# Inosanto Blend and the Four Safeties



## bart (Aug 26, 2004)

Hey There,

This last weekend I had the pleasure of attending a Guro Dan Inosanto Seminar. It was very informative and as usual Guro Dan was full of information and very generous about sharing it. He covered a lot of subjects, but one particularly interested me. He called them the Four Safeties:

Upper body
Footwork
Cover/Check
Strike

This isn't unique to his system as he was quick to tell us in the seminar, but I wondered what other people thought about it. This type of thing was what interested me in the FMA in the beginning. When responding to a strike, the upper body moves out of the way, then the feet move you even further away or reposition for the follow up, then the check or cover is put out, and a strike fills the space. We worked on it a bit and I could see that at work in the stuff that we do in class all the time. 

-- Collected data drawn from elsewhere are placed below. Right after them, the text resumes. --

PR #85441, opened 2022-03-29
Quantize geo queries to remove  true negatives from search results

### LINKED ISSUE #40891: geo_shape 'intersects' query doesn't find neighbors sharing coordinates
As "discussed" [here](https://discuss.elastic.co/t/neighboring-touching-geo-shapes-not-found/175543) (thanks for the fast reply) geo_shape queries don't find neighbors.

This issue is related to #40085 but with direct neighbors not being found. Please see the screenshots below of an actual real-life dataset.

**Elasticsearch version**: 6.7.1
**JVM version**: 12
**OS version**: Debian

neighbors_1

neighbors_2

neighbors_3
neighbors_5

neighbors_4

iverase:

Any comments? Are these "safeties" actively taught in any of the FMA that any of you practice? If so, what's it called? By the way, if any of you get a chance to go to one of Guro Dan's seminars I really suggest them. Not only does he have a lot to offer technically, but he has lived a lot of the history of the FMA in America. Thanks.


----------



## chfroehlich (Aug 26, 2004)

Hello Bart,

interesting Topic. Has Guro Dan tought them in this order??

Sure the Strike is last, but we could discuss about the rest.

If learned in Lameco that Footwork is the most essential Attribute, because when somebody tries to hit you, you definitly don't want to be where your enemy is hitting. 

If your Footwork fails, then Upperbody and Cover/Check comes into play. Mostly simultaniously. I couldn't make a ranking.

But that's my personal way.

How about your's

Best to you in Martial Arts

Christof

PS: I definitely support your recommendation to visit Guro Dan's Seminars. This living legend has forgotten more than most of us will ever learn in the Martial Arts.


----------



## GAB (Aug 26, 2004)

Hi Bart, 

What you observed is something that is taught in the Dojo I attend, I was not able to go to that seminar, would not have received a practice round on me with those very safties being used efficiently. 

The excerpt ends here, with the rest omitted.